Yep girls, the pure truth is, I am pro-choice. Yes, you did read that right. I believe with all my being you have an absolute choice of what to do with YOUR life. Your choice is to risk the protection of your heart by having sex outside of marriage. Your choice is to make smart choices to prevent pregnancy.  The reality is you need to chose wisely before another human beings life is impacted by YOUR poor judgement.

 

We have bought into the lie that the choice plays into our decisions after we’ve had our fun. That is the lie girls. We have listened to the lie that no man (politician fits here as well) can make our choice for us, about our health.

 

GIRLS, WAKE UP! We have already turned over the choice of our health when we trade our precious hearts for the idea of love, we give our innocence over for the possibility of our hearts being treated and loved with a commitment before a commitment is made.We have uncertainty in our hearts about being loved and we fall for the age old lie of, if I give the most precious thing I have he won’t ever leave, disappoint me or stop loving me, all I have to do is hand that over. When that lie crumbles at our feet and we are left with the consequences it certainly seems easy to call those consequences, women’s health. Why don’t we recognize the best women’s health prescription is to love yourself, respect yourself, and guard your heart from the world’s views of relationships.

 

The best women's health prescription is to love yourself, respect yourself and guard your heart from the world's view of relationships.

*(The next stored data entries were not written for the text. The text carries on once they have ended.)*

PR #85, opened 2017-09-27
add ability to set custom attributes on services via api

ailisp:
Issue: missing ability to set custom attributes on services via api, which is now fixed

BZ: https://bugzilla.redhat.com/show_bug.cgi?id=1481547

\cc @abellotti @gtanzillo 
@miq-bot add-label wip, bug


abellotti:
api.yml declaration (identifiers for the subcollection actions, see vms/instances/providers for example), also, the specs would be needed, also look at instances for reference.  Thanks!!

ailisp:
@abellotti Hi, should we do similar spec instances_spec.rb and services_spec.rb for custom attributes. Or, since they're almost the same, test for custom_attributes mixin.

ailisp:
@miq-bot remove-label wip

abellotti:
Thanks @ailisp for the API Enhancement !! 👍 

The Hakiri warning above is unrelated and was taken care in a separate PR so I'll go ahead and merge.

PR #86, opened 2017-09-28
Return correct automate_domains and policy_actions href_slugs

jntullo:
Currently, the automate domain href_slugs return `automate/:id` because the Api config finds the first matching class. Similarly, policy_actions returns `actions/:id`. For now, it seems the best way to resolve this issue is to override the default href_slug virtual attribute itself.

BZ: https://bugzilla.redhat.com/show_bug.cgi?id=1485310

@miq-bot add_label bug
@miq-bot assign @abellotti

### DIFF
--- a/app/controllers/api/automate_domains_controller.rb
+++ b/app/controllers/api/automate_domains_controller.rb
@@ -27,6 +27,10 @@ module Api
       end
     end
 
+    def fetch_automate_domains_href_slug(resource)
+      "automate_domains/#{resource.id}"
+    end
+
     private
 
     def automate_domain_ident(domain)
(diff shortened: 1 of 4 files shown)


app/controllers/api/automate_domains_controller.rb
```diff
@@ -27,6 +27,10 @@ def refresh_from_source_resource(type, id = nil, data = nil)
       end
     end
 
+    def fetch_automate_domains_href_slug(resource)
```
imtayadeway: Does this mean this method gets invoked via some meta programming? Seems like this could be better implemented using polymorphism. But definitely not as part of this PR ;)

abellotti:
LGTM!! 👍

PR #88, opened 2017-09-29
DRY up version regex

imtayadeway:
We currently have two things claiming to be the version regex -
`Api::VERSION_REGEX` and `ApiConfig.version.regex`. It seems sensible
to remove one of them. Somewhat alarmingly they are not exactly the
same, but the tests do pass. If it turns out we do need two different
ones, we should probably:

* put them in the same place
* use better naming to convey intent
* add tests that cover the unique behavior

@miq-bot assign @abellotti

### DIFF
--- a/app/controllers/api/base_controller/parser.rb
+++ b/app/controllers/api/base_controller/parser.rb
@@ -64,7 +64,7 @@ module Api
 
       def href_collection_id(path)
         path_array = path.split('/')
-        cidx = path_array[2] && path_array[2].match(ApiConfig.version.regex) ? 3 : 2
+        cidx = path_array[2] && path_array[2].match(Api::VERSION_REGEX) ? 3 : 2
 
         collection, c_id    = path_array[cidx..cidx + 1]
         subcollection, s_id = path_array[cidx + 2..cidx + 3]
--- a/app/controllers/api/base_controller/parser/request_adapter.rb
+++ b/app/controllers/api/base_controller/parser/request_adapter.rb
@@ -123,7 +123,7 @@ module Api
         end
 
         def version_override?
-          @params[:version] && @params[:version].match(ApiConfig.version[:regex]) # v#.# version signature
+          @params[:version] && @params[:version].match(Api::VERSION_REGEX) # v#.# version signature
         end
 
         def fullpath
--- a/config/api.yml
+++ b/config/api.yml
@@ -5,7 +5,6 @@
   :description: REST API
   :version: '3.0.0-pre'
 :version:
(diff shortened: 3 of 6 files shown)


abellotti:
I _think_ the one in the api was more accurate wrt semver.  Can't we ditch both and use something like https://github.com/canton7/sem_version ?  This would allow us to do version comparison and such if we need to differentiate in code based on /api/v#

imtayadeway:
@abellotti can you provide an example showing that the one I selected is not accurate enough? If so, I'd prefer to add a test for that as part of this PR.

IMO we could use a gem to do this, but I think this is a) beyond the scope of this PR, and b) possibly overkill right now, since our present needs do not extend beyond detecting whether we have a version string or not

Fryguy:
For those who don't want to search:

| source | regex |
| --- | --- |
| version | `/v[\d]+(\.[\da-zA-Z]+)*(\-[\da-zA-Z]+)?/` |
| config | `/^v[0-9]+(?>\.[0-9a-zA-Z]+)*(-[0-9A-Za-z-]+(\.[0-9A-Za-z-]+)*)?/`

Fryguy:
I agree with @imtayadeway that we should just stick to one regex unless there are specific reasons for having a difference.  I don't really understand the point of a "configurable" regex.

One major difference is the leading `^`, which implies it's anchored to the start of a String and this might be important as the changes here are using them for route validation.  That is, someone could tack in extra data to the front of the regex string, and don't know what havoc that would entail (incidentally, we *should* be using `\A` and `\Z` over `^` and `?` because of multiline concerns, so that should be changed regardless).

The other major difference is the trailing `-` in the config version (e.g. `[0-9A-Za-z-]`).  That dash is no in the version one.  To me this shows that the config one supports string based suffixes with dashes inside of them (e.g. `3.0.0-pre-1`), but the version one does not, however both support non-dash strings in the suffix (e.g. `3.0.0-pre1`)

I think there are also differences in "how much" of the version can be asked for.  For example `v1`, `v1.1`, or `v1.1.1`.  I *think* they both support those combinations, but it's hard to tell...would need tests to verify.

Also, very minor, but `[\d]+` should be represented instead as `\d+`, since there's no "choice" there.

imtayadeway:
@Fryguy I think I took care of all your points above (very helpful BTW). I added tests for all those use cases *and* I discovered why there were two regexes - you can't have anchors in routing constraints. So we are now back to having two, but they are both constants and in the same place, and one is defined in terms of the other.

Fryguy:
> you can't have anchors in routing constraints

O_O WAT

imtayadeway:
@Fryguy relevant section: http://guides.rubyonrails.org/routing.html#segment-constraints

PR #89, opened 2017-09-29
Use HTTP status to indicated that cids have been deprecated

imtayadeway:
Using the HTTP status is the Right Way :tm: to show that a resource
has been moved (which, to the outside world, it has - it has a
different id). With this change we can remove some of the handling
done in the request parser that checks for compressed ids. We still
need some of the custom handling, however, since we still support
compressed ids in hrefs in the request body, which cannot use the same
strategy.

Thanks @chrisarcand for reminding me that HTTP exists 😁 

@miq-bot assign @abellotti

### DIFF
--- a/app/controllers/api/base_controller.rb
+++ b/app/controllers/api/base_controller.rb
@@ -25,6 +25,7 @@ module Api
                   :validate_api_request
     before_action :validate_api_action, :except => [:options]
     before_action :validate_response_format, :except => [:destroy]
+    before_action :redirect_on_compressed_path
     after_action :log_api_response
 
     respond_to :json
@@ -45,6 +46,13 @@ module Api
     rescue_from(ArgumentError)                  { |e| api_error(:bad_request, e) }
 
     private
+
+    def redirect_on_compressed_path
+      return unless [params[:c_id], params[:s_id]].any? { |id| Api.compressed_id?(id) }
+      url = request.original_url.sub(params[:c_id], Api.uncompress_id(params[:c_id]).to_s)
+      url.sub!(params[:s_id], Api.uncompress_id(params[:s_id]).to_s) if params[:s_id]
+      redirect_to(url, :status => :moved_permanently)
+    end
 
     def set_gettext_locale
       FastGettext.set_locale(LocaleResolver.resolve(User.current_user, headers))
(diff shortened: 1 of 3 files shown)


spec/requests/queries_spec.rb
```diff
@@ -62,12 +62,13 @@ def create_vms(count)
       expect_single_resource_query("id" => vm1.id.to_s, "href" => api_vm_url(nil, vm1), "guid" => vm1.guid)
     end
 
-    it 'supports compressed ids' do
+    specify 'support for compressed ids has been deprecated' do
```
chrisarcand: I'm *super* impressed you changed it from `it` to `specify`/`example` 😍

app/controllers/api/base_controller.rb
```diff
@@ -46,6 +47,13 @@ class BaseController < ActionController::API
 
     private
 
+    def redirect_on_compressed_path
+      return unless [params[:c_id], params[:s_id]].any? { |id| Api.compressed_id?(id) }
+      url = request.original_url.sub(params[:c_id], Api.uncompress_id(params[:c_id]).to_s)
+      url.sub!(params[:s_id], Api.uncompress_id(params[:s_id]).to_s) if params[:s_id]
```
chrisarcand: ? What's `sub`/`sub!`?

imtayadeway: Same as `gsub`/`gsub` but without the g - will substitute the first found match, and quit: https://ruby-doc.org/core-2.4.2/String.html#method-i-sub

chrisarcand: ...I think my tags are broken again. 🙄 Thanks

spec/requests/queries_spec.rb
Fryguy: Ugh *ANOTHER* rspec syntax...please no :(

abellotti:
Is the Hakiri security warning a false positive here or a real issue ?

imtayadeway:
@abellotti AFAICT it's a false positive. It seems to be tripped on all redirects - so needs to be marked as false positive. Here's the description: 

> Sometimes redirect_to can be used with a user-supplied value that may allow the attacker to change the :host option and load a malicious script from a third party website.

spec/requests/queries_spec.rb
chrisarcand: TBH I actually didn't know that there was an alias as `specify` either lol. I usually use `example`...

Fryguy:
We should get those hakiri warnings fixed, but definitely in a separate PR

PR #90, opened 2017-09-29
Validate limit if offset is specified

jntullo:
Currently if offset is specified and limit is set to 0 (ie `limit=0&offset=5`), the following error is returned due to division by 0:
```
{
    "error": {
        "message": "Infinity",
        "klass": "FloatDomainError"
    }
}
```

This updates the `LinksBuilder` to validate that the `limit` is greater than 0 if offset is specified.

BZ: https://bugzilla.redhat.com/show_bug.cgi?id=1489885

@miq-bot add_label bug
@miq-bot assign @abellotti

### DIFF
--- a/lib/api/links_builder.rb
+++ b/lib/api/links_builder.rb
@@ -5,6 +5,7 @@ module Api
       @limit = params["limit"].to_i if params["limit"]
       @href = href
       @counts = counts if counts
+      validate_limit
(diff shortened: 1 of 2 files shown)


abellotti:
LGTM!! Thanks @jntullo for the fix.  will merge when 🍏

This is not by any intention to make men sound as if they want to take advantage of a situation, this is all about the human condition, we are created with a longing that can only be filled with the need of God. When we begin to look to another human being to fill that, we are moving our hearts into a situation of disappointment. We must look to the one who can fill us to overflowing.

 

We have to stop treating sex like it’s about what we want or what we might get out of it, we need to remind ourselves what sex really is. It is a commitment of real love, an agreement of “for better or worst.”

 

We must stop shouting our selfish lies of women’s health, “it’s my body, non-committed relationships is just how life works now”. We need to wake up and trade that in for reality. Yes, it is your body and you do have a choice of what you do with it, who you give it to. Stop exchanging your bad behavior in on someone else’s life.

 Stop exchanging your bad behavior in on someone else's life.

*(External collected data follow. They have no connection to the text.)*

PR #97, opened 2017-10-03
DRY up RequestParser and HrefParser logic

imtayadeway:
A lot of the same work was duplicated across `RequestParser` and `HrefParser`. By turning the `HrefParser` service into more of an object (and expanding its API by exposing some of its private methods) it was possible to delegate many things in the `RequestParser` to it, resulting in many ✂️ 

Builds on the work done in #71 

/cc @chrisarcand 

@miq-bot assign @abellotti

### DIFF
--- a/app/controllers/api/authentications_controller.rb
+++ b/app/controllers/api/authentications_controller.rb
@@ -55,9 +55,9 @@ module Api
     def validate_auth_attrs(data)
       raise 'must supply a manager resource' unless data['manager_resource']
       attrs = data.dup.except('manager_resource')
-      manager_collection, manager_id = HrefParser.parse(data['manager_resource']['href'])
-      raise 'invalid manger_resource href specified' unless manager_collection && manager_id
-      manager_resource = resource_search(manager_id, manager_collection, collection_class(manager_collection))
+      href = HrefParser.new(data['manager_resource']['href'])
+      raise 'invalid manger_resource href specified' unless href.subject && href.subject_id
+      manager_resource = resource_search(href.subject_id, href.subject, collection_class(href.subject))
       [manager_resource, attrs]
     end
   end
--- a/app/controllers/api/authentications_controller.rb
+++ b/app/controllers/api/authentications_controller.rb
@@ -55,7 +55,7 @@ module Api
     def validate_auth_attrs(data)
       raise 'must supply a manager resource' unless data['manager_resource']
       attrs = data.dup.except('manager_resource')
-      href = HrefParser.new(data['manager_resource']['href'])
+      href = Href.new(data['manager_resource']['href'])
       raise 'invalid manger_resource href specified' unless href.subject && href.subject_id
       manager_resource = resource_search(href.subject_id, href.subject, collection_class(href.subject))
       [manager_resource, attrs]
--- a/app/controllers/api/base_controller/parser/request_adapter.rb
+++ b/app/controllers/api/base_controller/parser/request_adapter.rb
@@ -10,7 +10,7 @@ module Api
         def to_hash
           [:method, :action, :fullpath, :url, :base,
            :path, :prefix, :version, :api_prefix,
-           :collection, :c_suffix, :c_id, :subcollection, :s_id]
+           :collection, :c_suffix, :collection_id, :subcollection, :subcollection_id]
             .each_with_object({}) { |attr, hash| hash[attr] = send(attr) }
         end
 
@@ -57,7 +57,7 @@ module Api
           @params[:c_suffix]
         end
 
-        def c_id
+        def collection_id
           href.collection_id
         end
 
@@ -65,7 +65,7 @@ module Api
           href.subcollection
         end
 
-        def s_id
+        def subcollection_id
           href.subcollection_id
         end
 
--- a/app/controllers/api/base_controller/parser/request_adapter.rb
+++ b/app/controllers/api/base_controller/parser/request_adapter.rb
@@ -41,13 +41,6 @@ module Api
           url.partition(fullpath)[0] # http://target
         end
 
-        #
-        # c_path_parts returns: [collection, c_id, subcollection, s_id, ...]
-        #
-        def c_path_parts
-          @c_path_parts ||= version_override? ? path.split('/')[3..-1] : path.split('/')[2..-1]
-        end
-
         def subject
           href.subject
         end
--- a/app/controllers/api/base_controller/parser/request_adapter.rb
+++ b/app/controllers/api/base_controller/parser/request_adapter.rb
@@ -49,15 +49,15 @@ module Api
         end
 
         def subject
-          subcollection || collection
+          href.subject
         end
 
         def subject_id
-          subcollection? ? s_id : c_id
+          href.subject_id
         end
 
         def collection
-          @collection ||= c_path_parts[0]
+          href.collection
         end
 
         def c_suffix
@@ -65,19 +65,19 @@ module Api
         end
 
         def c_id
-          @params[:c_id] || c_path_parts[1]
+          href.collection_id
         end
 
         def subcollection
-          @subcollection ||= c_path_parts[2]
+          href.subcollection
         end
 
         def s_id
-          @params[:s_id] || c_path_parts[3]
+          href.subcollection_id
         end
 
         def subcollection?
-          !!subcollection
+          href.subcollection?
         end
 
         def expand?(what)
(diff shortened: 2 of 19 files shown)


lib/api/href.rb
```diff
@@ -1,34 +1,57 @@
...
 
-    def parse
-      return [nil, nil] unless href
-      if subcollection?
-        [subcollection.to_sym, ApplicationRecord.uncompress_id(subcollection_id)]
-      else
-        [collection.to_sym, ApplicationRecord.uncompress_id(collection_id)]
-      end
+    def resource
+      (subcollection? ? subcollection : collection)&.to_sym
```
chrisarcand: Do you actually need the call to `to_proc` (`&`) here to make this work? Doesn't (subcollection? ? subcollection : collection).to_sym` do the same thing?

lib/api/href.rb
```diff
@@ -1,34 +1,57 @@
...
       !!subcollection
     end
 
-    def path
-      @path ||= remove_trailing_slashes(fully_qualified? ? URI.parse(href).path : ensure_prefix(href))
+    def version
+      @version ||= if version?
+                     path_parts[2][1..-1]
+                   else
+                     ApiConfig.base.version
```
chrisarcand: Is this wise? If `Href` can't deduce the version from the string, I'd figure it would give me `nil` or something, not just YOLO and feed me the default version from the application configuration. If the callers are few, maybe let the callers default there instead of in here?

lib/api/href.rb
```diff
@@ -1,34 +1,57 @@
...
+                   end
+    end
+
+    def version?
+      @has_version ||= !!(Api::VERSION_REGEX =~ path_parts[2])
```
chrisarcand: Sorta see how you can work around my previous comment with this (`version if version?`) but...previous comment still stands.

lib/api/href.rb
```diff
@@ -44,24 +67,8 @@ def ensure_prefix(str)
...
-      path_parts[version? ? 6 : 5]
-    end
-
-    def version?
-      @version ||= !!(Api::VERSION_REGEX =~ path_parts[2])
+    def ensure_uncompressed(id)
+      Api.compressed_id?(id) ? Api.uncompress_id(id) : id
     end
 
     def path_parts
```
chrisarcand: (I know it's not part of this PR but now you're changing callers of this anyway)

I actually had no idea what `path_parts` would mean by it's title until I saw the code here. I feel like URL *segments* is more of a common name, which seems to be confirmed by hits on Google between those two. Maybe change this to `path_segments`?

lib/api/href.rb
chrisarcand: Heh, and I just noticed that Rubocop is exploding with a syntax error after I stared at this for a bit wondering if the omission of `:` here is intended. Looks like it's not ;) Indeed I think you can just do away with the ampersand.

imtayadeway: I needed this in the case that the expression in parentheses evaluates to `nil` : https://github.com/ManageIQ/manageiq-api/pull/97/commits/e88cef9e103d4ed17b5289160dbfb3a0159290fe

*Having said that*, I'm kind of questioning why this needs to be a symbol....I've mostly tried to preserve the API from what this started as. We will either be interpolating it or using it to lookup some configuration. In the latter case, if we don't do this already, it should be flexible enough for us to provide either a symbol/string. I'll look into removing the `to_sym`

lib/api/href.rb
imtayadeway: You are totally right. I got a bit carried away with the delegation. I think there is one caller, and I'm going to update it to do exactly as you suggested 😁

lib/api/href.rb
imtayadeway: 👍 I love `path_segments`

imtayadeway:
Here's what my yardoc looks like when rendered:

class_api_href_ _documentation_for_manageiq-api_-_2017-10-03_12 09 02

lib/api/href.rb
```diff
@@ -0,0 +1,107 @@
+module Api
+  class Href
+    # @param href [String] the href string
+    #
+    #   Supports the following forms:
+    #   - http://www.example.com/api
```
imtayadeway: I can't find any RDoc documentation on how to prevent this from being rendered as a link 😕

app/controllers/api/automate_workspaces_controller.rb
```diff
@@ -1,9 +1,9 @@
 module Api
   class AutomateWorkspacesController < BaseController
     def show
-      obj = AutomateWorkspace.find_by(:guid => @req.c_id)
+      obj = AutomateWorkspace.find_by(:guid => @req.collection_id)
```
Fryguy: THANK YOU... c_id and those shortcuts have been killing me forever :)

app/controllers/api/base_controller/parser/request_adapter.rb
```diff
@@ -2,6 +2,8 @@ module Api
   class BaseController
     module Parser
       class RequestAdapter
+        delegate :resource, :resource_id, :collection, :collection_id, :subcollection, :subcollection_id, :subcollection?, :path, :version?, :to => :href
+
```
Fryguy: 😍

app/controllers/api/vms_controller.rb
```diff
@@ -10,7 +10,7 @@ class VmsController < BaseController
     include Subcollections::MetricRollups
 
     VALID_EDIT_ATTRS = %w(description child_resources parent_resource).freeze
-    RELATIONSHIP_COLLECTIONS = [:vms, :templates].freeze
+    RELATIONSHIP_COLLECTIONS = %w(vms templates).freeze
```
Fryguy: Does the change from symbol to string matter?

imtayadeway: It's only referenced [here](https://github.com/ManageIQ/manageiq-api/pull/97/files/5cfadbf45766890b6a86b78f35188bd23186cea5#diff-032d88eafbded3d355900924d1239226R293)...I changed it because every other consumer of `Href.resource` doesn't care because it's either intepolated or converted by the caller to a symbol anyway, so it helped simplify.

app/controllers/api/authentications_controller.rb
```diff
@@ -55,9 +55,9 @@ def build_additional_fields
     def validate_auth_attrs(data)
       raise 'must supply a manager resource' unless data['manager_resource']
       attrs = data.dup.except('manager_resource')
-      manager_collection, manager_id = HrefParser.parse(data['manager_resource']['href'])
-      raise 'invalid manger_resource href specified' unless manager_collection && manager_id
-      manager_resource = resource_search(manager_id, manager_collection, collection_class(manager_collection))
+      href = Href.new(data['manager_resource']['href'])
+      raise 'invalid manger_resource href specified' unless href.resource && href.resource_id
```
abellotti: typo, it's wrong in the original line 59, but let's fix this since we're updating the line anyways.

app/controllers/api/automate_workspaces_controller.rb
abellotti: Who are these people that like to have shortcuts 😉

lib/api/href.rb
```diff
@@ -0,0 +1,107 @@
...
+    #   i.e. /api/collection/:cid. The preceding /, /api may also be
+    #   omitted, and all examples may be suffixed with a /.
+    def initialize(href)
+      @href = href
+    end
+
+    # @return [String, nil] the name of the subcollection from
+    #   the href if there is one, otherwise returns the name of the
+    #   collection. If neither are present, returns nil
+    def resource
```
abellotti: Why this change ?  This is confusing for me, I prefer the current subject. For the API a resource is the managed CI, i.e. "provider/1" or "provider/1/vms/20",  not the targeted collection "provider" or subcollection "vms".

app/controllers/api/authentications_controller.rb
imtayadeway: @abellotti there's a test for this typo! Which I don't want to incorporate in this PR....I'm very happy to do a follow up

lib/api/href.rb
imtayadeway: Any ideas @durandom , @chrisarcand ?

chrisarcand:
@imtayadeway Sorry this keeps getting merged over. 

 Check out http://docs.seattlerb.org/rdoc/RDoc/Markup.html#class-RDoc::Markup-label-Escaping+Text+Markup

Escape those links and we'll get this merged.

imtayadeway:
Here's the updated docs: 

class_api_href_ _documentation_for_manageiq-api_-_2017-10-05_09 55 01

chrisarcand:
LGTM, @abellotti's feedback has been addressed 👍

abellotti:
Thanks @imtayadeway for updating the PR. 👍

PR #483, opened 2018-10-02
[HAMMER] Update i18n catalog for hammer

mzazrivec:


simaishi:
@himdel can you please review?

I write all of this with grace and love poured over it. I come to you as a women who did have sex before marriage. I can’t imagine the difference of my life if I would’ve had a baby before marriage. I come to you as a daughter born out of a broken engagement, who very easily could have been lost to the easy choice of women’s health. I have known all my life that my biological father wanted nothing to do with my life, but recently learned that my maternal grandfather wanted to have me aborted. There are few times my mom stood up to the strong force that was my Pap, but on this she did and I was born. I had a grandpa who spent the rest of his time on earth trying to make up for harboring that near action, I believe.

 

When this reality was revealed to me, my mind was spinning. It was during a conversation about my name I had recently with my mom. Lets just say, my outlook of the impact that our easy choices of remedy changed(not that I believed in abortion before) but now, it somehow seemed so much more personal.

 

The solution of abortion that is being accepted as the easiest, impacts not just one life, but life after life. My husband would not have me as a wife, my Brandon and Rachel would not be here on earth. My impact for the kingdom would not be felt. That is the reality.

 

Why I Chose to be Pro-Choice | Me, Coffee & Jesus

You can find me linked on these awesome blogs! 

 

featured on #wordswithwinter link up

This week features 3 great blog posts. The first is from Debbie titled The Journey Through Change it is about her journey through change and her 5 top ways to make it just a bit easier.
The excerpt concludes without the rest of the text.